#### Work task:
Line by line, transcribe all of the entries exactly.

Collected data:
BEGIN
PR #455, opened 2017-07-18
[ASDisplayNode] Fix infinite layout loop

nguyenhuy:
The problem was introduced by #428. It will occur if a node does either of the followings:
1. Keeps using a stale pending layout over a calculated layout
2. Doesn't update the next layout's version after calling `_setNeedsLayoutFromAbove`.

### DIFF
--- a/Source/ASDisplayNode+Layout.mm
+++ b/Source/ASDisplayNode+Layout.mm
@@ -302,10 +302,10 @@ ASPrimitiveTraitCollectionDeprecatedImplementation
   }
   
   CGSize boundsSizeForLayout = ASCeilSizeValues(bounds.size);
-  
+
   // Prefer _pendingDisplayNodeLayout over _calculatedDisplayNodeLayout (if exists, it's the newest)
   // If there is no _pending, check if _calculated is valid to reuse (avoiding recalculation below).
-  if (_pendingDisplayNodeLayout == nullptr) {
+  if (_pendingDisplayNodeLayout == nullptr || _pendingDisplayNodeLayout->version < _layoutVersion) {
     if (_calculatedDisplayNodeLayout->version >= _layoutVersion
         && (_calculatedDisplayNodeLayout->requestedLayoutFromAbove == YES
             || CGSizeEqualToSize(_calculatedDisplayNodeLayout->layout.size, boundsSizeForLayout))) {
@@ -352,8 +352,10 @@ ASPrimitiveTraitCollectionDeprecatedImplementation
END
#### Answer below:
PR #455, opened 2017-07-18
[ASDisplayNode] Fix infinite layout loop

nguyenhuy:
The problem was introduced by #428. It will occur if a node does either of the followings:
1. Keeps using a stale pending layout over a calculated layout
2. Doesn't update the next layout's version after calling `_setNeedsLayoutFromAbove`.

### DIFF
--- a/Source/ASDisplayNode+Layout.mm
+++ b/Source/ASDisplayNode+Layout.mm
@@ -302,10 +302,10 @@ ASPrimitiveTraitCollectionDeprecatedImplementation
   }
   
   CGSize boundsSizeForLayout = ASCeilSizeValues(bounds.size);
-  
+
   // Prefer _pendingDisplayNodeLayout over _calculatedDisplayNodeLayout (if exists, it's the newest)
   // If there is no _pending, check if _calculated is valid to reuse (avoiding recalculation below).
-  if (_pendingDisplayNodeLayout == nullptr) {
+  if (_pendingDisplayNodeLayout == nullptr || _pendingDisplayNodeLayout->version < _layoutVersion) {
     if (_calculatedDisplayNodeLayout->version >= _layoutVersion
         && (_calculatedDisplayNodeLayout->requestedLayoutFromAbove == YES
             || CGSizeEqualToSize(_calculatedDisplayNodeLayout->layout.size, boundsSizeForLayout))) {
@@ -352,8 +352,10 @@ ASPrimitiveTraitCollectionDeprecatedImplementation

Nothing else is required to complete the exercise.